====== Data shown

Issue #578, opened 2026-06-29
sim-tme-3d: replace additive per-cell RNG seed scheme to eliminate large-grid aliasing (needs #253 re-baseline)


ELares:
## Background
#539 (closed by #577) added the **AI-safe interim**: named seed strides, a `warn_if_seed_aliasing` guard (warn + `debug_assert!` above the collision-free max), and an invariant test. That makes a large-grid run *fail loudly* instead of silently aliasing — but it does **not** fix the underlying scheme.

## The real defect
The per-cell RNG seed in `simulations/sim-tme-3d/src/main.rs` is `cond_seed + offset + idx + step*STRIDE` (biochem stride `1e6`, immune `2e6`). Because `idx` and `step` enter the seed *additively* with a fixed stride, the stream is injective across steps only while `idx` (0..`n_cells`) stays below the stride. Above ~1e6 cells (**dim > 100** biochem / ~127 immune) cell `STRIDE` at step *s* reuses cell 0 at step *s+1*'s seed → per-cell stochastic draws repeat. Only `--bench` (`BENCH_GRID_DIM ≥ 101`) currently exceeds the threshold; the production matrix (dim 60) is safe, so this is latent, not live.

## Proposed real fix
Replace the additive scheme with a **position+step-independent hash mix** so every `(idx, step)` maps to a well-distributed unique seed regardless of grid size, e.g.:
```rust
// SplitMix64-style finalizer; combine cond_seed, idx, step by hashing, not adding.
fn cell_seed(cond_seed: u64, idx: usize, step: usize, salt: u64) -> u64 {
    let mut z = cond_seed ^ salt
        ^ splitmix64(idx as u64).rotate_left(17)
        ^ splitmix64(step as u64).rotate_left(43);
    splitmix64(z)   // final avalanche
}
```
(biochem vs immune distinguished by `salt`, replacing the 500_000 / 900_000_000 offsets). This removes the stride entirely, so there is no large-grid collision regime.

## Why this needs a MAINTAINER decision (the blocker)
Changing the seed mix **changes every per-cell RNG draw**, which **changes the production-matrix `summary.json` bytes** → the #253 byte-identity SHA gate (`sim-tme-3d/expected_summary.sha256`, `sim-tme-3d-regression.yml`) will **fail by design**. Landing this therefore requires a deliberate, maintainer-approved **re-baseline**:
[...]

PR #598, opened 2026-06-29
CI: optimize the test profile so sim-tme-3d stops dominating the ~25-min suite (#549)

ELares:
Reopened #549. Follow-up to #597.

## Why #597 wasn't enough
#597 partitioned sim-tme-3d into its own parallel job. The merged run proved that gives faster *common-case* signal but **does not cut the wall-clock**:
- `test` (workspace minus sim-tme-3d, debug): **87 s**
- `test-sim-tme-3d` (debug): **~25 min**

sim-tme-3d *alone* ≈ the whole old suite.

## The real diagnosis (measured)
The bottleneck is that `cargo test` runs **unoptimized** (opt-level 0). The compute-heavy 60³×180 spatial integration tests are ~190× slower without optimization:

| | one heavy 60³ test | full `cargo test --workspace` (sim-tme-3d) |
|---|---|---|
| debug (opt 0, current) | **83.1 s** | ~25 min |
| **opt-level 3 (this PR)** | **2.7 s** | **7.7 s**, 105/105 pass |

## The fix
```toml
[profile.test]
opt-level = 3
```
- **Keeps the safety checks**: only `opt-level` is overridden, so `debug-assertions` + `overflow-checks` stay ON (test-profile defaults). The 14 sim-tme-3d `debug_assert!` invariant checks still fire — unlike a blanket `--release`.
- **Verified safe**: full `cargo test --workspace` at opt-3 → sim-tme-3d 105/105, every other crate, and all 4 doctests pass. opt-3 breaks no golden (the kill-count goldens are discrete and robust to opt-level FP).
- **Consistency bonus**: the per-PR golden unit tests now run at the same optimization as the release production SHA run (#253/#499), instead of diverging on opt-level-dependent FP.
- **Narrow scope**: only `cargo test` is affected. `cargo build` / `cargo run --release` (the `build-macos` job, the #253 regression) are unchanged. Costs slightly more test-profile compile time, cached by `rust-cache` in CI.

This PR's own `test-sim-tme-3d` job demonstrates the win (should drop from ~25 min to a few compile-bound minutes).


ELares:
## Adversarial self-review (fresh eyes) — VERDICT: SAFE TO MERGE

The one concern worth rigor — does opt-3 change FP results (vectorization/FMA), possibly platform-dependently, and break the kill-count goldens? **Refuted on Rust semantics + repo evidence + this PR's own CI:**

- **rustc never emits fast-math** (`contract`/`reassoc`/`nsz`) at any opt-level. Confirmed no `mul_add` in `sim-tme-3d/src` or `ferroptosis-core/src`, and the `.sum()` reductions are order-preserving left-folds. So opt-0 and opt-3 are **bit-identical f64 on a fixed platform** — the goldens were baselined under opt-0 (`cargo test` default) in #578 and still pass at opt-3 (proof the bits didn't move).
- **Cross-platform (macOS-aarch64 vs ubuntu-x86_64) at opt-3** is already discharged by the repo's own record: `expected_summary.sha256` documents the full 60³×180 **release (opt-3)** `summary.json` byte-identical across both platforms on the pinned toolchain. Discrete integer kill counts are even more robust than that full-precision serialization.
- **Empirical**: this PR's `test-sim-tme-3d` job passed at opt-3 on ubuntu-x86_64 — and ran in **~84 s vs the prior ~25 min**.

Also verified: `debug-assertions` + `overflow-checks` stay ON (only `opt-level` overridden; two `#[cfg(debug_assertions)]` `#[should_panic]` tests would catch an accidental disable); `[profile.test]` doesn't touch `[profile.release]`/`[profile.dev]`, so `build-macos` and the #253 production SHA are byte-for-byte unchanged (production is *already* opt-3 via `--release`); no opt-0-dependent test (overflow-checks on at both levels; the only wrapping arithmetic is explicit SplitMix64 `.wrapping_*`); no `unsafe` in the hot crates so no UB-miscompile surface.

**Nits addressed/noted:** fixed an inaccurate comment ("14" → dropped; the live count is 7 `debug_assert!` invocations). DX tradeoff (workspace-wide opt-3 slows local test-profile compile) accepted as simpler than per-package scoping and cached by rust-cache. Pre-existing latent note (CI `cargo test` uses `@stable` while goldens were baselined on `@1.96.0`) is orthogonal to opt-level and out of scope here.

Issue #585, opened 2026-06-29
Port the #578 SplitMix64 hash-mix seed to the other sim binaries that still carry the additive aliasing scheme (incl. sim-tme, the 2D manuscript engine)


ELares:
Found by a post-#578 multi-agent audit (adversarially verified, high confidence).

## Root cause
The exact additive per-cell RNG seed scheme `seed + offset + idx + step*stride` that #578 (PR #582) just removed from `sim-tme-3d` **still survives in five other binaries**. It aliases per-cell RNG streams across steps/conditions once `n_cells` exceeds the stride. The fix is a mechanical port of the `cell_seed(cond_seed, idx, step, salt)` SplitMix64 hash-mix (with BIOCHEM/IMMUNE salts) + the collision-free invariant test from `sim-tme-3d`.

## Affected sites (ranked by exposure)
| Binary | Sites | Scheme | Status today |
|---|---|---|---|
| **`sim-tme` ⭐** | `src/main.rs:218-222,341-345,543-547` (biochem stride 1e6), `640-644` (immune stride 2e6) | `seed+500_000+idx+step*1e6` / `seed+900_000_000+idx+step*2e6`, `idx=r*cols+c` | **NOT corrupted** at `GRID_SIZE=500` (250k cells, first onset 500k); `GRID_SIZE` is a compile-time const so latent-not-live. **This is the manuscript's quantitative 2D engine** — the highest-value fix. |
| **`sim-spatial`** | `src/main.rs:140-144` (biochem stride 1e6) | same additive scheme | grid is a **CLI arg** (`--grid-size`, default 500). `--grid-size 708`+ trips init-vs-step0 collision; `--grid-size 1000`+ trips within-biochem cross-step aliasing → **user-reachable**. |
| `sim-combo` | `src/main.rs:80-89` | `+ i*2 + delay_days*1e6` (condition-stride) | nit — cross-condition alias only when n_cells>500k (default 50k, 10× margin) |
| `sim-window` | `src/main.rs:77-86` | `+ i*2 + hours*1e6` | nit — default 100k, safe |
| `sim-tumor-pk` | `src/main.rs:47-56` | gen vs sim streams 500k apart | enhancement — `const N_CELLS=10_000` is 50× below threshold; cheapest alt is `const _: () = assert!(N_CELLS < 500_000)` |

## ⚠️ Manuscript re-baseline implication (the maintainer decision)
[...]

PR #600, opened 2026-06-30
#585: port SplitMix64 seed to the two no-cascade binaries (sim-combo, sim-tumor-pk)

ELares:
Partial #585 (scope confirmed with the maintainer).

## Scope decision
A full blast-radius scan showed the 5 additive-seed binaries split into tiers:
- **sim-combo, sim-tumor-pk** — feed **no** manuscript figure, fixture, or guard; their outputs are gitignored. Porting them is pure robustness with **zero** re-baseline cost. ← **this PR**
- **sim-tme** (flagship Figure 24), **sim-spatial** (Fig 8), **sim-window** (Fig 23) — re-seeding cascades into figures / fixtures / exact-integer CI guards / manuscript prose / the draft PREREGISTRATION (~30 locations for sim-tme alone), for **zero correctness gain** (grids are below the aliasing onset, so the numbers aren't corrupted). The maintainer chose to keep these on the guarded additive scheme.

============

Your task for the entries above: copy exactly the span starting with the line with "(debug): **~25 min**" and going on through the line with "The one concern", both lines included, and nothing else.

- `test-sim-tme-3d` (debug): **~25 min**

sim-tme-3d *alone* ≈ the whole old suite.

## The real diagnosis (measured)
The bottleneck is that `cargo test` runs **unoptimized** (opt-level 0). The compute-heavy 60³×180 spatial integration tests are ~190× slower without optimization:

| | one heavy 60³ test | full `cargo test --workspace` (sim-tme-3d) |
|---|---|---|
| debug (opt 0, current) | **83.1 s** | ~25 min |
| **opt-level 3 (this PR)** | **2.7 s** | **7.7 s**, 105/105 pass |

## The fix
```toml
[profile.test]
opt-level = 3
```
- **Keeps the safety checks**: only `opt-level` is overridden, so `debug-assertions` + `overflow-checks` stay ON (test-profile defaults). The 14 sim-tme-3d `debug_assert!` invariant checks still fire — unlike a blanket `--release`.
- **Verified safe**: full `cargo test --workspace` at opt-3 → sim-tme-3d 105/105, every other crate, and all 4 doctests pass. opt-3 breaks no golden (the kill-count goldens are discrete and robust to opt-level FP).
- **Consistency bonus**: the per-PR golden unit tests now run at the same optimization as the release production SHA run (#253/#499), instead of diverging on opt-level-dependent FP.
- **Narrow scope**: only `cargo test` is affected. `cargo build` / `cargo run --release` (the `build-macos` job, the #253 regression) are unchanged. Costs slightly more test-profile compile time, cached by `rust-cache` in CI.

This PR's own `test-sim-tme-3d` job demonstrates the win (should drop from ~25 min to a few compile-bound minutes).


ELares:
## Adversarial self-review (fresh eyes) — VERDICT: SAFE TO MERGE

The one concern worth rigor — does opt-3 change FP results (vectorization/FMA), possibly platform-dependently, and break the kill-count goldens? **Refuted on Rust semantics + repo evidence + this PR's own CI:**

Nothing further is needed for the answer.